Saved data entries:
○ ○ ○ ○
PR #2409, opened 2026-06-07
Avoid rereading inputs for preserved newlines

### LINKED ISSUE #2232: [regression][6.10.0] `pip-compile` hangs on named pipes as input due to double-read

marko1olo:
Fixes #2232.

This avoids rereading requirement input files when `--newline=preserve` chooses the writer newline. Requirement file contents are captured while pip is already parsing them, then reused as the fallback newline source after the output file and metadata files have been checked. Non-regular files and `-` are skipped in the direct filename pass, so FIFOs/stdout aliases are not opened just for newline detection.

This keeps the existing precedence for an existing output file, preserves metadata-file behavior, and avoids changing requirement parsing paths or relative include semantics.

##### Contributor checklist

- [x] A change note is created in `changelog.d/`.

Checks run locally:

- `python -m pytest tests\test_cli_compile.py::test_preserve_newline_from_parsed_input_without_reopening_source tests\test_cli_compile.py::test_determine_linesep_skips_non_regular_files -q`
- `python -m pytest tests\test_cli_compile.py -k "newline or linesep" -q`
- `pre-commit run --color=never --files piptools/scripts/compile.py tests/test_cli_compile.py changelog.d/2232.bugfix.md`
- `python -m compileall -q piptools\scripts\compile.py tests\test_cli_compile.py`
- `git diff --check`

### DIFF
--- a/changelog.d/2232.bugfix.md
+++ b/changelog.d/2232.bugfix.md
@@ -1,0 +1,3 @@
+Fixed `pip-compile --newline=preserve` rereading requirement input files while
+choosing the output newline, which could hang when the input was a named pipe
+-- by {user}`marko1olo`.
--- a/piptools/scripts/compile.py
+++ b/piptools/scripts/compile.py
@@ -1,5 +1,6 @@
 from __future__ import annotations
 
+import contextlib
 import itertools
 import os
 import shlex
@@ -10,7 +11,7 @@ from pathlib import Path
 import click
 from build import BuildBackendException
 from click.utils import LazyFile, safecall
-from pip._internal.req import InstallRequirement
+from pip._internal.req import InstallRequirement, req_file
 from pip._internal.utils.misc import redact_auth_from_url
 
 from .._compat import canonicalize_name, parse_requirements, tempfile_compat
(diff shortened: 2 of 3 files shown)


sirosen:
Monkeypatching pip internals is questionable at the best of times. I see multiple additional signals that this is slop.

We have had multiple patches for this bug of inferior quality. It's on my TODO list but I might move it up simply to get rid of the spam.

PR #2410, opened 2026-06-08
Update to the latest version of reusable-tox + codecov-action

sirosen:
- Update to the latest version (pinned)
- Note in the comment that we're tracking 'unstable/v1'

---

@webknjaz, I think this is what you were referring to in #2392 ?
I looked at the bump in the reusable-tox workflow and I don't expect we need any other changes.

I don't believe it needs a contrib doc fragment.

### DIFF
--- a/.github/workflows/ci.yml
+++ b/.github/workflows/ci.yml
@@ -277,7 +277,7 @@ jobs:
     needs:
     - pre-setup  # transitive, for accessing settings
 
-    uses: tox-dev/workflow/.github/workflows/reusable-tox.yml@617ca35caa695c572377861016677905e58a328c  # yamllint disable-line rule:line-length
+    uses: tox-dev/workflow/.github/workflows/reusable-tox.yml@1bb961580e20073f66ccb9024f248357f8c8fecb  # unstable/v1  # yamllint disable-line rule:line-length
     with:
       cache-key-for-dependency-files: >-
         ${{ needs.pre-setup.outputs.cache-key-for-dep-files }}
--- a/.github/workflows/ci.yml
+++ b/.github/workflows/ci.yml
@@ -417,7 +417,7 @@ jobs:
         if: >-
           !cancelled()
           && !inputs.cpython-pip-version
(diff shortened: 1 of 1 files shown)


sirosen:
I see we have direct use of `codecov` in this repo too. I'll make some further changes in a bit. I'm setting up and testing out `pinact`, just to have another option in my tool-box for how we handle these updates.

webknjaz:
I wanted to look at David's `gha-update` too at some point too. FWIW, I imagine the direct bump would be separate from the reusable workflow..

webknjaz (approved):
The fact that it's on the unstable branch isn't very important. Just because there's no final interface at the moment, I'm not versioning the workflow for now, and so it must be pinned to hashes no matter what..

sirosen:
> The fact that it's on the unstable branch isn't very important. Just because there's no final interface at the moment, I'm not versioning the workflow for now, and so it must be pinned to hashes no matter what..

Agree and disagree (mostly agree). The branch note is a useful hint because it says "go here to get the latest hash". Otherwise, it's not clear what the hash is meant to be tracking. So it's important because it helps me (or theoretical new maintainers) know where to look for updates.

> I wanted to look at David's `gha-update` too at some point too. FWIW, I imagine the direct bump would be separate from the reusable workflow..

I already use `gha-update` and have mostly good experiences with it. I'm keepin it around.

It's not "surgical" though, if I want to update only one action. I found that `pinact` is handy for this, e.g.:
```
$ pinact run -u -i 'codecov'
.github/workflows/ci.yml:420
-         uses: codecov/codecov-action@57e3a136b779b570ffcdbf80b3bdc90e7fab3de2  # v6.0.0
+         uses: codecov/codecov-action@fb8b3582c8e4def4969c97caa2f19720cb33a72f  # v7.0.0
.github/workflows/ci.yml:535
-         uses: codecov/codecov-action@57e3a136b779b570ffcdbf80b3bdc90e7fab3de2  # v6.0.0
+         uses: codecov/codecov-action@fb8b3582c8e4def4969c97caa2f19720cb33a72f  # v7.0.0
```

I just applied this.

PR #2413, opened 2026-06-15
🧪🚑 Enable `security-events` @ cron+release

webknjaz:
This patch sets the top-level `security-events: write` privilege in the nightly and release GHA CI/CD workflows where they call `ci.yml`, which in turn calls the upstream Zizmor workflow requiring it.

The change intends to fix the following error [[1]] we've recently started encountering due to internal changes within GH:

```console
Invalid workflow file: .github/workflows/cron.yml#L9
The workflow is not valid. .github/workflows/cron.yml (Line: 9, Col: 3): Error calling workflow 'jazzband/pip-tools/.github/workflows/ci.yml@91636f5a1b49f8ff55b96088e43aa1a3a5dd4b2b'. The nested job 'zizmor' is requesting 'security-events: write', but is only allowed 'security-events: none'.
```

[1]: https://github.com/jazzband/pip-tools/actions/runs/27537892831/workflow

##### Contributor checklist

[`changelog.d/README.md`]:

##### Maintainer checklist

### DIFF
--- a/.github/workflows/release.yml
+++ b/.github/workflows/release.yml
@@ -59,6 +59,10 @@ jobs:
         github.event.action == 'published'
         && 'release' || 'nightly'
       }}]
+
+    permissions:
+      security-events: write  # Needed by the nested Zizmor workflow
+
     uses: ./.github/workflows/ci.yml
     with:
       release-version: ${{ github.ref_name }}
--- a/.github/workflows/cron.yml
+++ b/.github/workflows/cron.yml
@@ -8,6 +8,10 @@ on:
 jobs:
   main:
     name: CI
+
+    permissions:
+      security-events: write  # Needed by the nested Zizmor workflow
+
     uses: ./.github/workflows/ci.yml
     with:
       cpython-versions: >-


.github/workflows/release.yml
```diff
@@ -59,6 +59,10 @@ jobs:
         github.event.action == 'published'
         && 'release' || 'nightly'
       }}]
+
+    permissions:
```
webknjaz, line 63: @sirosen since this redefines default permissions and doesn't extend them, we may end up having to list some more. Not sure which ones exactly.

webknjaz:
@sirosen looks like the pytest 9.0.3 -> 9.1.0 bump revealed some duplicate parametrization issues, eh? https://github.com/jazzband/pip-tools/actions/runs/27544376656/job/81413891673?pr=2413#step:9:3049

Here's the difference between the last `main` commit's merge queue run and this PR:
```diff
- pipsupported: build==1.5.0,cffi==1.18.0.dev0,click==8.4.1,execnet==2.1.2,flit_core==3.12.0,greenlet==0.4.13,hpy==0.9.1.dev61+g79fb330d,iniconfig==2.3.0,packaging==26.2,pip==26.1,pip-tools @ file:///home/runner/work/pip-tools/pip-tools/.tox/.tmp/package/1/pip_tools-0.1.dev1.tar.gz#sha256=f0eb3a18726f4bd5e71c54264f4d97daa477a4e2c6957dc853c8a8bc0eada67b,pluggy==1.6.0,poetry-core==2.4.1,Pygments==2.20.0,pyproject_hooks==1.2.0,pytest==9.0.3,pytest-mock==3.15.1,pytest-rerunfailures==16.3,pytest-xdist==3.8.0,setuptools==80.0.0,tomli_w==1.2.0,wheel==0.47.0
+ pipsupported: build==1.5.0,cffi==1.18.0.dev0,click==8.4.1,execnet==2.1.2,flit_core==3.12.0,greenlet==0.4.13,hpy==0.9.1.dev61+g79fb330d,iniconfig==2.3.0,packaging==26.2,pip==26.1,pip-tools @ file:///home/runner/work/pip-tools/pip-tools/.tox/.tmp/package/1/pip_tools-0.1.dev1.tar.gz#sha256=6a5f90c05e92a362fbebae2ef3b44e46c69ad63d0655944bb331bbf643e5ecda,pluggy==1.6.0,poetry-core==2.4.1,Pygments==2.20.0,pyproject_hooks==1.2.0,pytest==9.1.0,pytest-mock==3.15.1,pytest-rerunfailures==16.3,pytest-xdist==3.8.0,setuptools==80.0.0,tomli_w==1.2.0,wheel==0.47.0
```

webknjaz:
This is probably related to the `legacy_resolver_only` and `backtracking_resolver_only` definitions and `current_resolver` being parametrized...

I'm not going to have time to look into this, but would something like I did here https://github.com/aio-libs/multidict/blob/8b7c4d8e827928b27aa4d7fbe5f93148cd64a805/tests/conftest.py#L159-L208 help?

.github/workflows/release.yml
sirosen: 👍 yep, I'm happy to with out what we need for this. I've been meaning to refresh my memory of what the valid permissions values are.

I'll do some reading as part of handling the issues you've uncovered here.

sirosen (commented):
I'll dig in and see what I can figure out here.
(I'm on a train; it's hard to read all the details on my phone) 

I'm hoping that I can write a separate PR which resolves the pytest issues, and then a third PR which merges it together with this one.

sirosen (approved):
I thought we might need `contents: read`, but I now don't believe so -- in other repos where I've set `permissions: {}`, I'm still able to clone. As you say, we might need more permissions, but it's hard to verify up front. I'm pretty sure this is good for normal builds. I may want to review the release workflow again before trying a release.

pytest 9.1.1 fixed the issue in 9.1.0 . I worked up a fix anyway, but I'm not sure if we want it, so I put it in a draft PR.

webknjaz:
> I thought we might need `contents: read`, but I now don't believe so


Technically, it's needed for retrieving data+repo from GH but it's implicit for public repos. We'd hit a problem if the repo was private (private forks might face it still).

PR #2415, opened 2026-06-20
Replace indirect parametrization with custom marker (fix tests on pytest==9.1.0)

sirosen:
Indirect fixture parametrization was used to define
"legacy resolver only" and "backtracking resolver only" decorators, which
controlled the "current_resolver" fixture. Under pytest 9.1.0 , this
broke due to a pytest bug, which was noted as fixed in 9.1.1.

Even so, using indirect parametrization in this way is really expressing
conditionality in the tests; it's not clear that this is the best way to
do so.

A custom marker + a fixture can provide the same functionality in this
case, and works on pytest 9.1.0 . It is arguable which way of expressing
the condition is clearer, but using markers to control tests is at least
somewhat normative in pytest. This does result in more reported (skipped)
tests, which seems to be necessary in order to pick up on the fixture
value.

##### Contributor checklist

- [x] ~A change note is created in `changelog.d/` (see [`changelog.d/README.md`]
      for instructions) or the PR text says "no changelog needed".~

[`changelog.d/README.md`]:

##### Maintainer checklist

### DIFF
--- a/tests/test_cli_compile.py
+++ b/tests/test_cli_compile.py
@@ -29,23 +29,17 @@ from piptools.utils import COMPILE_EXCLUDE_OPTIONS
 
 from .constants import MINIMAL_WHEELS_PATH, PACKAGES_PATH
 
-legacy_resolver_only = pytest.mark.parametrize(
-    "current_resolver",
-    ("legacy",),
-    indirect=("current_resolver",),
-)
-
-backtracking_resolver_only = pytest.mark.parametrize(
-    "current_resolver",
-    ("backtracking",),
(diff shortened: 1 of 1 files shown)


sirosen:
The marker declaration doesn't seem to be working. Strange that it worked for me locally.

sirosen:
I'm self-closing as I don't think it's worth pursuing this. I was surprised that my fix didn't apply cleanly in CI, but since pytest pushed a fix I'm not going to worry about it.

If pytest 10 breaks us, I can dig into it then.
○ ○ ○ ○
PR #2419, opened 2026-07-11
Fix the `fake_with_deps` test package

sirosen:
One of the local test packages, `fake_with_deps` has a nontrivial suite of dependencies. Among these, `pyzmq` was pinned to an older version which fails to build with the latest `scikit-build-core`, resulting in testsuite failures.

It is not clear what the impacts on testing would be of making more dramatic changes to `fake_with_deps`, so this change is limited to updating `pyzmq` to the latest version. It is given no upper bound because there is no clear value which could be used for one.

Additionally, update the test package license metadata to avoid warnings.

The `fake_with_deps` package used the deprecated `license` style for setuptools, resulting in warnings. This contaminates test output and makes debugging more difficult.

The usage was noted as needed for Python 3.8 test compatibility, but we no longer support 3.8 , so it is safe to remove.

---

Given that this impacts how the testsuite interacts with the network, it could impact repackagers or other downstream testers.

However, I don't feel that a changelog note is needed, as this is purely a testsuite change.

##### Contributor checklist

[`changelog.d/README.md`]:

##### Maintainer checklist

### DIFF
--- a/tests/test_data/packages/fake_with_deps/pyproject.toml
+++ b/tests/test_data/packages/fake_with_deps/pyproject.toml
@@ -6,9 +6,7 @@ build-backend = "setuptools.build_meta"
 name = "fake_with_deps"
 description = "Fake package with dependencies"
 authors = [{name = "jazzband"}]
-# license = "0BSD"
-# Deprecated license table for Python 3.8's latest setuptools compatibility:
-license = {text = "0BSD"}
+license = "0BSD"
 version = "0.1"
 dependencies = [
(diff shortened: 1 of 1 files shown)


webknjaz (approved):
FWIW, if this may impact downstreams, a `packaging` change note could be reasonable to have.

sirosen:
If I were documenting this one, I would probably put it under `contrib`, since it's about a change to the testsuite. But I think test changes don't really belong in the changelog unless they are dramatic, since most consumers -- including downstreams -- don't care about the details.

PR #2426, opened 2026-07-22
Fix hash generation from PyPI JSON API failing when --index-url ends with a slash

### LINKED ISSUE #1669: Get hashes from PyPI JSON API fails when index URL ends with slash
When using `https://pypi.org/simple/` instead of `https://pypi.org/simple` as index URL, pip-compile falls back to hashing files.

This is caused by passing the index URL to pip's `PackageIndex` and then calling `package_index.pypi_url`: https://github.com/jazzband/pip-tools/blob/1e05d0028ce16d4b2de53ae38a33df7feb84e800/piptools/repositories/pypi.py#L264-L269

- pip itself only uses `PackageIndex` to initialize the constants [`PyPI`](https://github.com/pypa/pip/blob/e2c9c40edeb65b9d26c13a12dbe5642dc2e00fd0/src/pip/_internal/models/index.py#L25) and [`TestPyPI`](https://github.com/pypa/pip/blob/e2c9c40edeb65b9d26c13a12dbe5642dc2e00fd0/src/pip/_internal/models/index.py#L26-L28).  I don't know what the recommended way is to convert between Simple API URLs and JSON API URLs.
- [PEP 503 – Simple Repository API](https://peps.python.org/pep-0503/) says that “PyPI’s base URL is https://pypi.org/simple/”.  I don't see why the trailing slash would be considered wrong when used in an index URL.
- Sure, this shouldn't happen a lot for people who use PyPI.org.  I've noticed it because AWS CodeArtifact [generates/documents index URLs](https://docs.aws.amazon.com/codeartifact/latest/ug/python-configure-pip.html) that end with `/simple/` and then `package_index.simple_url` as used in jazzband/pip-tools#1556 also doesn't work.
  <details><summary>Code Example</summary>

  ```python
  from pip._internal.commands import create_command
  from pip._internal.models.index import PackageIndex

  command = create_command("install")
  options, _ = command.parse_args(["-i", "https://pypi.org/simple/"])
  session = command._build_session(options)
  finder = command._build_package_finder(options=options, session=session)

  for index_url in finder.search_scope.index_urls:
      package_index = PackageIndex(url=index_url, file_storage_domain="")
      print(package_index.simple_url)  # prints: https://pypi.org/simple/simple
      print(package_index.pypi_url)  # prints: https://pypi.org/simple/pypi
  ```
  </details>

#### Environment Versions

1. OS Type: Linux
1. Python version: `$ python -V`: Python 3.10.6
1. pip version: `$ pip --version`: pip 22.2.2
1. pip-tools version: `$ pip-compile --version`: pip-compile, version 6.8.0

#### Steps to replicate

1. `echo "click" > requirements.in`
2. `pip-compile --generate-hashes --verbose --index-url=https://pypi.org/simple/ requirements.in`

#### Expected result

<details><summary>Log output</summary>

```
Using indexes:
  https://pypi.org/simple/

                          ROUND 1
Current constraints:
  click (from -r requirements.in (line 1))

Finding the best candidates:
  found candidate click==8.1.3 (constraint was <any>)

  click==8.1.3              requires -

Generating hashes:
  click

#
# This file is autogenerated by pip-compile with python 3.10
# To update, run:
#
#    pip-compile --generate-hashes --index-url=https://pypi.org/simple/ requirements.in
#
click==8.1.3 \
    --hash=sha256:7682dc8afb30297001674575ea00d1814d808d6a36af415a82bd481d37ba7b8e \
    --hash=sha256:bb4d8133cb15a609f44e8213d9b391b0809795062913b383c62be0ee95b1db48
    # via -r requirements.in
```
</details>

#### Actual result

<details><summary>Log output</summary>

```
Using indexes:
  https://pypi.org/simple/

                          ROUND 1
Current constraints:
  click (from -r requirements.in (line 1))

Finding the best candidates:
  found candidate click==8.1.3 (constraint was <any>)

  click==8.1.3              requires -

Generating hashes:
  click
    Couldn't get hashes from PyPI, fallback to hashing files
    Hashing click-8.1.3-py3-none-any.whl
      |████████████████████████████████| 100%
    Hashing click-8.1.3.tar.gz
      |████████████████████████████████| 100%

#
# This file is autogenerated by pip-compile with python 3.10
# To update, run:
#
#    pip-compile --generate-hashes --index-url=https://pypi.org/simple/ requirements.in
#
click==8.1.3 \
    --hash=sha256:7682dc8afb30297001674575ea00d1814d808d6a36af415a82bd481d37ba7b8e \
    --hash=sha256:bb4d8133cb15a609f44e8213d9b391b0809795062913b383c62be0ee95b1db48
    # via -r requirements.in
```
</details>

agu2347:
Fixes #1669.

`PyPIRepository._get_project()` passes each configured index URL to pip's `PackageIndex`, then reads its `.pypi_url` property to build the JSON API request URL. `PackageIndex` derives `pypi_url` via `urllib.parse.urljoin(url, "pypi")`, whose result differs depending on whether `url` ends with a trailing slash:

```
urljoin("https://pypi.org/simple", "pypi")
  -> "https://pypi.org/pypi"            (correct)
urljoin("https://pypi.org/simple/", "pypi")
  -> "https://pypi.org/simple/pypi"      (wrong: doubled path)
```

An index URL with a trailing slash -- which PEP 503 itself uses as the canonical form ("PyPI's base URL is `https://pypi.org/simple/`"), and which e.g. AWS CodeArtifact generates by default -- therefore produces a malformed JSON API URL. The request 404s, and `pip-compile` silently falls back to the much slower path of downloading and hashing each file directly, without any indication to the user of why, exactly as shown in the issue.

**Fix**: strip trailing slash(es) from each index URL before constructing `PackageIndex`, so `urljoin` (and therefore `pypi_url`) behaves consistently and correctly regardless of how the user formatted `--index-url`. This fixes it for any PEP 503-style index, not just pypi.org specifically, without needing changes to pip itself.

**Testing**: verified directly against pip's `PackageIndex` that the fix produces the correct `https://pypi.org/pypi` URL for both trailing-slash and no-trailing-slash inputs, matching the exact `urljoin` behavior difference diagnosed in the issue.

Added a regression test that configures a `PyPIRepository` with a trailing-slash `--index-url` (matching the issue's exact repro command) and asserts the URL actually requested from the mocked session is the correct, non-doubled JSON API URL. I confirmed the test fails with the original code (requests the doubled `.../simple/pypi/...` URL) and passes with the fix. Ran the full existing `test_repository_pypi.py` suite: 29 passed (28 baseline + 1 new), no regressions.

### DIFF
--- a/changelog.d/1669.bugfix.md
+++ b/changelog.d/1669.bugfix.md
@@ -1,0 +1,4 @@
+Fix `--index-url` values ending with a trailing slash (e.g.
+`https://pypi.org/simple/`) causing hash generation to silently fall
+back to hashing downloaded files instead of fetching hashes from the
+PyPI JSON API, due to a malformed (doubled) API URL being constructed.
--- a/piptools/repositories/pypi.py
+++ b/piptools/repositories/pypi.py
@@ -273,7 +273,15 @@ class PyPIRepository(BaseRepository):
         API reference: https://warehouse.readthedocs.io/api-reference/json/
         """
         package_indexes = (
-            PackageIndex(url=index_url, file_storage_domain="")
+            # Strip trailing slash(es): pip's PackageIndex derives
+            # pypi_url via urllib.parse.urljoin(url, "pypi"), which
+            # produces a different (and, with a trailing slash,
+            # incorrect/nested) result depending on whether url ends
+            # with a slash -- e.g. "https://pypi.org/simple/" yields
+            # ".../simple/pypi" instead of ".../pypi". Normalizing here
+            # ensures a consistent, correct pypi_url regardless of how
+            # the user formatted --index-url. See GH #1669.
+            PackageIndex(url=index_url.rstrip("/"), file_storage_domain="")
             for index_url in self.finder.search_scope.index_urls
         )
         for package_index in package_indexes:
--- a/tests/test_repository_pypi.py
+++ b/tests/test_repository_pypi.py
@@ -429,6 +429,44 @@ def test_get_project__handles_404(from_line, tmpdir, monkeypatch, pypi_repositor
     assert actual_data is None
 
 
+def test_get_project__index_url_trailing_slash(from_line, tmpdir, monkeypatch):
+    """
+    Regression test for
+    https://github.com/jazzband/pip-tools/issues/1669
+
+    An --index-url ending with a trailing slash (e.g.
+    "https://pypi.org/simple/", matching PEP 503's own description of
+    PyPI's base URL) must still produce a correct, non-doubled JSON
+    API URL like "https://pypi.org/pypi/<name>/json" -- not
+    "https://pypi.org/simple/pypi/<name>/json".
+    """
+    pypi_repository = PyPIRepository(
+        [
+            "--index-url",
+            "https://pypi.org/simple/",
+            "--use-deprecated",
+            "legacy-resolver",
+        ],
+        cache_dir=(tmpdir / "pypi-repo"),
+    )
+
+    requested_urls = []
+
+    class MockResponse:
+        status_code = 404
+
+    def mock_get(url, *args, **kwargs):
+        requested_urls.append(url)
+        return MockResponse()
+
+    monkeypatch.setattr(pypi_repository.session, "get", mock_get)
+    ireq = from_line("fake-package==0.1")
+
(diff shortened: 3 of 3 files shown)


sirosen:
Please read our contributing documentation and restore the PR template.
○ ○ ○ ○
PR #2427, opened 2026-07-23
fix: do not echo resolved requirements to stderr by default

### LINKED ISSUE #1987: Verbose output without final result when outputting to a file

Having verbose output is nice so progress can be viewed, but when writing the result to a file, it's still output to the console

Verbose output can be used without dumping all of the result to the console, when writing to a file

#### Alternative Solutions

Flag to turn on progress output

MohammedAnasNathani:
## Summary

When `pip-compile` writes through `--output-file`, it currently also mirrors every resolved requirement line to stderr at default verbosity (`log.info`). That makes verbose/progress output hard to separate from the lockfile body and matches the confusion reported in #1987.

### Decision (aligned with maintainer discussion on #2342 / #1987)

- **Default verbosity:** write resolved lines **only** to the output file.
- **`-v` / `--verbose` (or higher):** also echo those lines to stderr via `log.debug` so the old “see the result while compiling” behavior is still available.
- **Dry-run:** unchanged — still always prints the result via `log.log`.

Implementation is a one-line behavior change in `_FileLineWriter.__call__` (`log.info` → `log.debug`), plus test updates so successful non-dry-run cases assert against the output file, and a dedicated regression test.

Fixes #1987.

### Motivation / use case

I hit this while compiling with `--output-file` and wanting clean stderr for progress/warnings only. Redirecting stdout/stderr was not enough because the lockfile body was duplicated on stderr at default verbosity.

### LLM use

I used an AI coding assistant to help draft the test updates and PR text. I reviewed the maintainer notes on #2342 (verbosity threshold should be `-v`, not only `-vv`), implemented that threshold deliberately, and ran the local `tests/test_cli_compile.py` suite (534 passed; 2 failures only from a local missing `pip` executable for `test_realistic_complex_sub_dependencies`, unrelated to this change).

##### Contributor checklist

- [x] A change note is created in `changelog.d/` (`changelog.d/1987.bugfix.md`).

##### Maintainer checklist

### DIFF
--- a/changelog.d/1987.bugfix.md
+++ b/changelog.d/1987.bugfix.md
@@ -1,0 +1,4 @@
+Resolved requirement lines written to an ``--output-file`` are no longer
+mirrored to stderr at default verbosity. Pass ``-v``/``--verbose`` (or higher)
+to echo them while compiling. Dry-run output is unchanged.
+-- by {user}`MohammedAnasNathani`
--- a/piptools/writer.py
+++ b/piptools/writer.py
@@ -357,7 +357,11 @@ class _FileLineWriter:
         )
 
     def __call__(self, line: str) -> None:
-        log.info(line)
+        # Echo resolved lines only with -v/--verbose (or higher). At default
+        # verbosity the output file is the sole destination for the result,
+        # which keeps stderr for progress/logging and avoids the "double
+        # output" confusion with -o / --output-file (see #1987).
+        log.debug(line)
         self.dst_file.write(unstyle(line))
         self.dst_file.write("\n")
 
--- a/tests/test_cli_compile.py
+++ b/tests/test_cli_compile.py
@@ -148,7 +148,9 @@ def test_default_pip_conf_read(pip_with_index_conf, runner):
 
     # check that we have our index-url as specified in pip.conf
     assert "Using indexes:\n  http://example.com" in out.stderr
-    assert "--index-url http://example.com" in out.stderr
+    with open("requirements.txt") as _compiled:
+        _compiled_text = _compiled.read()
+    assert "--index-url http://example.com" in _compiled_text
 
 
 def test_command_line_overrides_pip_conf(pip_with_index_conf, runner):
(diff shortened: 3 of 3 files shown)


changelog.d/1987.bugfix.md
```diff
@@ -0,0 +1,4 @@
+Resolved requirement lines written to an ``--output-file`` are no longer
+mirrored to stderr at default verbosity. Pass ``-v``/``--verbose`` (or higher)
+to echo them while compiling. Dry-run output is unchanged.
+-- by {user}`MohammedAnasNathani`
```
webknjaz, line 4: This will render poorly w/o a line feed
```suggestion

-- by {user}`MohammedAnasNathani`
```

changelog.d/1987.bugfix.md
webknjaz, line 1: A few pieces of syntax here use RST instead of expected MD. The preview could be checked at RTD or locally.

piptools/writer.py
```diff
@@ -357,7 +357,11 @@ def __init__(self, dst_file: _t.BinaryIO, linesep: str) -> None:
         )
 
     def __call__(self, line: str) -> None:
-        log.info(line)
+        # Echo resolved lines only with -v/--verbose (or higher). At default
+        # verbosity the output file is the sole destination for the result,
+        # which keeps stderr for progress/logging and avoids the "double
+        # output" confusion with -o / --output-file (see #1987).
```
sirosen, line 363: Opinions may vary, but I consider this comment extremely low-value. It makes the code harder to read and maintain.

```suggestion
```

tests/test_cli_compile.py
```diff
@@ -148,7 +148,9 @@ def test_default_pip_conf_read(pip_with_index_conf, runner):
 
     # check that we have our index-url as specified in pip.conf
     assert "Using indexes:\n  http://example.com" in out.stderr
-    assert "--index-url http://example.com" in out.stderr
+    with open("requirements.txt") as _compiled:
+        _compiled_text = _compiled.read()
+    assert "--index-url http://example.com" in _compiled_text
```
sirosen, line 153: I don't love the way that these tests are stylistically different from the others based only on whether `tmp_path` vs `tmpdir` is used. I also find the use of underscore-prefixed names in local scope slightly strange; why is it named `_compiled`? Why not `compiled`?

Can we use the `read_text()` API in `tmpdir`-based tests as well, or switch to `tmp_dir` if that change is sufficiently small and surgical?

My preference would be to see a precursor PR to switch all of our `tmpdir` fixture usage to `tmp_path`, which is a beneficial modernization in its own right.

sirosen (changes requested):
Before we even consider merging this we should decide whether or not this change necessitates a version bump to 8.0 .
○ ○ ○ ○
▶ [INSTRUCTIONS TO FOLLOW] Out of the data above, return each line where the word "checked" can be found.

▶ [RESPONSE]
This avoids rereading requirement input files when `--newline=preserve` chooses the writer newline. Requirement file contents are captured while pip is already parsing them, then reused as the fallback newline source after the output file and metadata files have been checked. Non-regular files and `-` are skipped in the direct filename pass, so FIFOs/stdout aliases are not opened just for newline detection.
webknjaz, line 1: A few pieces of syntax here use RST instead of expected MD. The preview could be checked at RTD or locally.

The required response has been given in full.